Filmmaker Maya Cozier was raised in the Caribbean twin islands of Trinidad and Tobago. She gained years of experience working as a dancer/choreographer for music videos and television shows both on her own and as part of a champion hip hop crew that represented the island at the world hip hop championships. Her thesis film at the School of Visual Arts, NY, “Short Drop,” won the NYWIFT student award and has shown at over 20 film festivals worldwide, winning best Caribbean short film at Curacao film festival and best short film at Trinidad and Tobago Film Festival.
“She Paradise” is now playing in select theaters and available on VOD.
W&H: Describe the film for us in your own words.
MC: “She Paradise” is my love letter to all the women in my life who have continued to inspire me over the years. It’s my exploration of the beauty and complexity of sisterhood.
W&H: What drew you to this story?
MC: When I graduated from film school in NY, I was determined to return to Trinidad to make a film inspired by experiences and observations from my teenage years as a dancer and performer. I was a part of an all-girl dance group that competed on television every week on a local imitation of “America’s Best Dance Crew.” Those formative years of sisterhood inspire me to this day. I knew there was a gap and an absence of contemporary female-driven stories from the region and I knew I needed to tell this story.
W&H: What do you want people to think about after they watch the film?

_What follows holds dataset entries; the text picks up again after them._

PR #600, opened 2018-01-29
Update benchmark instructions

### LINKED ISSUE #589: Benchmark instructions on our website don't work
I tried running the benchmark instructions on our website. For this, I logged into the AWS console, and picked the RedHat system (RHEL-7.4_HVM) recommended by AWS. I then picked m4.16xlarge as the instance type.

When I run the instructions on our [docs](https://docs.citusdata.com/en/v7.1/extra/write_throughput_benchmark.html#citus-write-throughput-benchmark), they fail.

<code>
[ec2-user@ip-10-0-0-28 ~]$ sudo yum install postgresql10-contrib
Loaded plugins: amazon-id, rhui-lb, search-disabled-repos
rhui-REGION-client-config-server-7                                                                                                    | 2.9 kB  00:00:00     
rhui-REGION-rhel-server-releases                                                                                                      | 3.5 kB  00:00:00     
rhui-REGION-rhel-server-rh-common                                                                                                     | 3.8 kB  00:00:00     
No package postgresql10-contrib available.
Error: Nothing to do
</code>

begriffs:
Pg 10 hasn't made it into many debian or rhel based distros. This updates the steps to use PGDG for the install.

Fixes #589

### DIFF
--- a/extra/write_throughput_benchmark.rst
+++ b/extra/write_throughput_benchmark.rst
@@ -37,14 +37,13 @@ Once we create a new EC2 instance, we need to install pgbench on this instance. 
 
 If you are running a **Debian** based system, simply type::
 
+  sudo sh -c 'echo "deb http://apt.postgresql.org/pub/repos/apt/ $(lsb_release -cs)-pgdg main" > /etc/apt/sources.list.d/pgdg.list'
+  sudo apt-get install wget ca-certificates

MC: It’s difficult trying to find your voice and success in male-dominated environments, and while the women in the film exhibit power and agency, it’s nevertheless a difficult space to navigate. The film doesn’t shy away from the more complex examinations of women’s experiences in the region. The absence of a fairytale ending means that people can think about and discuss their interpretations of a raw and honest story.

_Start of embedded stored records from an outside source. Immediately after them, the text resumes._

PR #605, opened 2018-02-06
Bump Citus to 7.2.1

velioglu:


begriffs:
* [x] Verified that I can deploy this CF template
* [x] Verified that https://s3.amazonaws.com/citus-deployment/aws/citus7/cloudformation/citus-7.2.1.json is accessible from an anonymous browser

@velioglu one question: `\dx` reported citus 7.2-3, is that expected? (It's the same version as 7.2.0 reports on my local cluster.)

velioglu:
Since we didn't change anything on sql files, it is expected. You can check the version with `show citus.version`

begriffs:
Cool, it reports as 7.2.1.

This looks good to merge.

(Note that the description in the CloudFormation dashboard still says "Citus 7.2," but maybe we're intentionally omitting the patch version.)

PR #606, opened 2018-02-06
Simplify main menu

begriffs:
I based this on notes from our meeting where we decided to use simple action-oriented topics.

See how you like this in general, I think it looks pretty clean. After we settle on the exact table of contents, then I'll adjust some of the file names which are slightly haphazard. I didn't sweat the file organization too much since this is a proof of concept. One consequence of adjusting the menu is that some pages had to be merged into one in order to put their contents under the same menu sub-headings.

Once we agree on the menu structure I will:

* [x] Rebase on the latest v7.3 changes
* [x] Apply changes from my and Sumedh's discussion
* [x] Rename/reorganize files slightly
* [x] Create a mapping from old to new paths for RTD's page redirection rules. If I don't set up redirects then our search engine rankings will get decimated because page urls will break.
* [x] Fix sphinx warnings
* [x] Scan moved sections for missing syntax highlighting (because some of them relied on the default language lexer being specified at the top of their pages, but now separate pages are merged together.)
* [ ] After merging, test page redirection rules on "latest" and when that works smoothly, cherry pick the menu redesign to v7.3 and apply all those same redirection rules there.


sumedhpathak:
@begriffs Sorry about the delay on this one. Do the conflicts need to be resolved before I can look at it?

W&H: What was the biggest challenge in making the film?
MC: There were many challenges making this film, but there was something rewarding about the small scale approach. It allowed unique freedom and creative control. I was able to take risks and make mistakes on my first feature, which presented new and exciting opportunities.
W&H: How did you get your film funded? Share some insights into how you got the film made.

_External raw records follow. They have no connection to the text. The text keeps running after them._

PR #614, opened 2018-02-14
Cloud metrics

### LINKED ISSUE #506: Cloud metrics, what is collected

Cloud users want to see how much load their cluster and individual nodes are experiencing. This can help debug bottlenecks, and identify whether scaling out is beneficial.

Show the different metrics gathered about each node, and how the statistics are displayed on the Cloud dashboard. Include screenshots.

A new section inside Cloud -> Monitoring

Docs in a similar style: [this](http://docs.aws.amazon.com/redshift/latest/mgmt/metrics-listing.html).

begriffs:
Fixes #506


begriffs:
Waiting to add docs for Datadog support. That feature should be available to test by next week.

cloud/monitoring.rst
```diff
@@ -1,6 +1,34 @@
...
+
+Citus Cloud metrics enable you to get information about your cluster's health and performance. The "Metrics" tab of the Cloud Console provides graphs for a number of measurements, all viewable per node:
+
+* CPU Utilization (Percent)
+   .. image:: ../images/metric-cpu.png
+* Network - Bytes In / Second
+   .. image:: ../images/metric-network-in.png
+* Network - Bytes Out / Second
+   .. image:: ../images/metric-network-out.png
+* Read IOPS
```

MC: I made a short film first. The short was able to help gain momentum for the feature film. I then won a micro budget grant from the government of Trinidad to shoot the feature. I used all the funds to shoot, and then had to figure out how to get the film finished. Luckily, I met an executive producer who helped attract additional investment to get the film complete. The short was instrumental in gaining enthusiasm and interest around the film.
W&H: What inspired you to become a filmmaker?
MC: I didn’t set out to become a filmmaker at first. I took a documentary class when I was at art school where I made my first film, “Shan,” a film about my best friend. I did the sound, edited it, and directed it all by myself. It was a one-woman crew, but there was something very rewarding about using this tool to document my experience and tell intimate stories of women close to me. I fell in love with filmmaking and decided that it was what I wanted to do.
W&H: What’s the best advice you’ve received?
MC: The best advice I’ve received is to tell stores that you know and understand.
W&H: What advice do you have for other women directors?
MC: My advice would be to trust the unique value of your stories regardless of how seemingly personal or intimate they may seem.
W&H: The film industry has a long history of underrepresenting people of color on screen and behind the scenes and reinforcing — and creating — negative stereotypes. What actions do you think need to be taken to make it more inclusive?
MC: As someone who doesn’t really have the power to include, I can only urge those industry players who do to be conscious of their responsibility to include more diverse voices and stories.